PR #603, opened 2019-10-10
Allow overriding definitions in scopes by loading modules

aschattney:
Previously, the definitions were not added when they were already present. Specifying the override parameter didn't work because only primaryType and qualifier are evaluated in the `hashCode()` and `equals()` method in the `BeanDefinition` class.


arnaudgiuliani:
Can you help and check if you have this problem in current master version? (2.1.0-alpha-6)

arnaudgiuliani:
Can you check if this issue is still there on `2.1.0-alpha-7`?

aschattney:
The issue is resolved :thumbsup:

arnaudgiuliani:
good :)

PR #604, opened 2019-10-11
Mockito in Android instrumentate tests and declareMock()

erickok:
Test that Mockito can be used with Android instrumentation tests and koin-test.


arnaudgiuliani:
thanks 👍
--
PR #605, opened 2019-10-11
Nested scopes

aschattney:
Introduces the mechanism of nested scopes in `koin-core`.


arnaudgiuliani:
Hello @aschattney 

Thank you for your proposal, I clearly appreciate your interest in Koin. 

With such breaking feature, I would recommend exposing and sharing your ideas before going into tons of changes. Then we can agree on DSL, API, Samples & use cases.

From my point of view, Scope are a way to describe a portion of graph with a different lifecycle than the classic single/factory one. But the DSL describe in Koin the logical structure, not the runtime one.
...
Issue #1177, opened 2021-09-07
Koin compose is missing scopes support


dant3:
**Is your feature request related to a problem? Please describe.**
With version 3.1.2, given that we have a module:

**TASK GOAL**:
Taking the entries above, write out exactly each line from the one holding "PR #605, opened 2019-10-11" to the one holding "From my point", both included, and stop there.

**TASK SOLUTION**:
PR #605, opened 2019-10-11
Nested scopes

aschattney:
Introduces the mechanism of nested scopes in `koin-core`.


arnaudgiuliani:
Hello @aschattney 

Thank you for your proposal, I clearly appreciate your interest in Koin. 

With such breaking feature, I would recommend exposing and sharing your ideas before going into tons of changes. Then we can agree on DSL, API, Samples & use cases.

From my point of view, Scope are a way to describe a portion of graph with a different lifecycle than the classic single/factory one. But the DSL describe in Koin the logical structure, not the runtime one.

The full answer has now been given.